Mr. Mullkoff’s distinguished career as one of Michigan's prominent criminal defense attorneys spans over thirty years. He has been repeatedly honored as one of the top criminal defense attorneys in white collar and general crime in Southeastern Michigan, named "Super Lawyer" in the category of criminal defense by his peers and given the highest available AV rating by the national Martindale-Hubbell Law Directory.
In 1989 he argued successfully on behalf of a client before the United States Supreme Court. He has appeared in federal appeal actions before the 6th Circuit over 80 times and argued cases before the Michigan Court of Appeals on over 150 occasions.
Having handled well over a hundred jury trials in state and federal courts, Mullkoff has won acquittals in numerous cases including homicide, assault with intent to murder, mail fraud, racketeering, conspiracy, and computer crimes.
Over the years, Mullkoff has gained extensive experience in white collar defense, handling cases such as health care fraud, money laundering, embezzlement, investment banking fraud, mortgage fraud and intellectual property crimes.
In 2003 and 2004 in the federal district court in Washington, D.C., Mullkoff brought a habeas corpus action which resulted in the repatriation to Saudi Arabia of a Guantanamo detainee.

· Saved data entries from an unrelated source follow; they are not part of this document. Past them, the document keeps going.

Issue #23, opened 2020-11-24
Prevent the "Start a build for this project to get the freshest data?" notification from spamming


banacorn:
It pops up every time when a file is opened.
I don't even know what this notification means.

There should be an option for disabling this notification (in fact, every notification)
This is just annoying.

banacorn:
It seems like the notification would appear only when the `.bsb.lock` is missing.

https://github.com/rescript-lang/rescript-vscode/blob/9bbacb44196726549f36df2b3a205b0a701ff50f/server/src/server.ts#L144-L147

The notification becomes spammy if `.bsb.lock` is too short-lived. 
Sometimes my `.bsb.lock` would keep getting deleted, but I don't know who did it.

alexfedoseev:
IIRC `.bsb.lock` gets created/delete by compiler. As long as some `bsb` process is watching, `.bsb.lock` exists.

> Sometimes my .bsb.lock would keep getting deleted, but I don't know who did it.

It might happen when you rebuild project often.

chenglou:
It should only pop up for the first file of a project you open? Is that not the case for you? Got a video?

banacorn:
Unfortunately I can't seem to reproduce it.

It happened after I converted everything from ReasonML to ReScript.
The problem only occurred in the first few hours, but I'm not sure what I did to stop it from spamming.

@arafatamin, @thezjy, @mickeyvip, @BlueHotDog, @darenju, @kgtkr, @FilipKittnar.
Hey sorry for tagging you, could you share your experiences and observations about this problem?

darenju:
Now that you mention it, I think I had the same problem than you: converting from ReasonML to ReScript.

I have not tried to make a new project using ReScript directly (partly because of the incomplete syntax highlighting), so I cannot say if the problem goes away after some time, or just after the first file was open.

FilipKittnar:
> It should only pop up for the first file of a project you open? Is that not the case for you? Got a video?

@chenglou , this happens very inconsistently but this morning it actually happened so I took a video. It can be seen how the .bsb.lock keeps appearing and disappearing when switching between .res files. But as I said, this happens inconsistently. Yesterday it was fine.
https://u.pcloud.link/publink/show?code=XZ9oY4XZA5FnABEd1qf7DraQFzJsbYaIlday

banacorn:
I'm suspecting that this happens when there's only **ONE** `.res` file opened at a time.

banacorn:
[...]

PR #432, opened 2022-05-28
sharing config between client and server

zth:
Fixes https://github.com/rescript-lang/rescript-vscode/issues/23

Mr. Mullkoff was elected president of the Criminal Defense Attorneys of Michigan and served in that capacity from 1998 through 2000. In 2003 Governor Engler appointed him to the Michigan Commission on Law Enforcement Standards and he served in that capacity through 2006.
In 2012 a federal grand jury in Detroit found John Cook not guilty of murder after a three week trial. Douglas Mullkoff represented Cook from the time of his original indictment, which was started by the government as a death penalty case. In 2011 the Department of Justice withdrew their plan to seek the death penalty but pursued the matter seeking a sentence of life without parole for what they claimed was a murder ordered by Cook in the course of a separate drug conspiracy crime "Continuing Criminal Enterprise". The jury, after three days of deliberations acquitted him of both these and six additional gun and drug charges.